During this address, the Opposition Leader made numerous references to what he termed "the defence of Australia". He defined ALP policy as follows: "always the defence of Australia first and foremost, not expeditionary forces".

It is not clear what impact, if any, such a policy would have for ADF peace-enforcement forces in East Timor and the Solomon Islands, or the ADF personnel on peacekeeping duties in Africa and the Middle East.

It is no easy task determining foreign policy when Labor is in opposition. After all, senior figures in the parliamentary party include the Victorian-based deputy whip, Michael Danby (who would be broadly sympathetic with the policy of a George Bush or a John Kerry administration), and the Perth-based ALP national president, Carmen Lawrence (who would probably prefer a leftist like Noam Chomsky in the White House).

Some Labor supporters identify a "defence of Australia" doctrine with Australia's wartime prime minister, John Curtin, who withdrew Australian forces from the northern hemisphere to the Pacific theatre to take on the real threat of Japanese militarism. This overlooks the fact that Curtin supported expeditionary forces and courageously insisted that the ALP should junk its traditional opposition to conscription for overseas service to make it possible for all members of the ADF to fight away from Australia in the south-west Pacific.

At the time, such Labor MPs as Arthur Calwell and Eddie Ward opposed Curtin's policy of limited conscription for certain operations by expeditionary forces. As David Day documents in John Curtin: A Life (HarperCollins, 1999), the likes of Calwell and Ward engaged in "virulent abuse" of their leader. But Curtin prevailed.

The prospect of a foreign policy election poses potential problems for the Coalition and Labor:
 Surveys by the Morgan Poll and the Pew Research Centre in mid-2003 indicated that 63 per cent of Australians hold favourable attitudes to the US (Morgan) and that 83 per cent of Australians trust in the US to come to Australia's defence (Pew).

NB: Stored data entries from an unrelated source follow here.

PR #35333, opened 2025-04-28
chore: Bump `nextjs` for the docs app

ivasilov:


charislam (approved):
Tested a random selection of pages and checked both build and runtime logs.

Pushed a commit to make a few minor fixes:
- Turbopack doesn't work in dev because of known MDX loader limitations
(cannot load functions in MDX plugin config)
- Fetches not cached by default anymore in Next 15 so need to manually
cache the ones we need
- Missing a few awaits for metadata generation with page params

fsansalvadore (approved):
LGTM

PR #35334, opened 2025-04-28
fix logs filter popover position

jordienr:
CleanShot 2025-04-28 at 18 19 14@2x


joshenlim (approved):
verified changes on staging preview logs explorer for API gateway

PR #39758, opened 2025-10-22
Chore/table editor stay on schema after creating table

joshenlim:
## Context

Just some minor improvements to the Table Editor that I came across while working on it

## Changes involved

- Creating a new table in a schema outside of the `public` schema should keep the selected schema as that schema (currently goes back to `public`)
  - Selected schema affects the list of tables shown in the Table Editor menu
- Small improvement to tab closing behaviour when closing a tab that's in focus
  - Will open the tab that's adjacent to it instead of defaulting to the first tab

## To test
- [ ] Verify that creating a table in a schema apart from `public` will stay on that schema
- [ ] Verify that tab closing behaviour for the tab that's in focus doesn't feel awkward


alaister (approved):
LGTM!

- Tested on preview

 In spite of the generally positive attitude of Australians towards the US, as measured before March 11, George Bush is not that popular in Australasia or Western Europe - unlike his father and Bill Clinton. Moreover, the contributions in Australia by the US ambassador, Tom Schieffer (a Texan friend of the Texan Bush), do not help. He should understand that it is not the role of the US ambassador to interfere in the domestic political debate.

 The Australian-American alliance works best when it is seen as of mutual benefit to both nations. References to Australia as a "deputy sheriff" to the US (a comment which John Howard did not make), or to the Prime Minister as a US-endorsed "man of steel" (a statement which Bush did utter) do not help the cause of the alliance. They give an unnecessary, and unwarranted, image of fawning.

 A foreign policy election also poses potential problems for Labor, especially in security-sensitive Queensland and Western Australia, where the ALP needs to gain and retain seats respectively.

 Most Australians probably know, after Bali and all that, that the threat to security today is not as it was at the time of the Pacific war. Militant Islam regards Westerners as infidels and acknowledges no territorial boundaries. In this context, the defence of Australians requires the ability to project power and to attain and share intelligence. Here Australia's links with the US and Britain are vital.

 A nine-country survey by the Pew Research Centre this month demonstrated a growing mistrust of the US in European and Muslim nations. As a US ally, Australia should note this finding. Yet, despite what some critics of the Howard Government allege, the Australian-American alliance causes few problems in the East Asian region. After all, Japan, South Korea, the Philippines, Thailand and Singapore have their own alliances with the US. And the relationship between the US and both China and Vietnam is as good as it has been in two decades or more.

It is impossible to predict what might be the potential outcome of an election fought on foreign policy issues in the aftermath of September 11, 2001, Bali and Madrid, and the continuing conflicts in Afghanistan and Iraq.

It could be a media opportunity of historical dimensions. But not one consistent with Australia's national interest. Profile and influence are not necessarily interchangeable.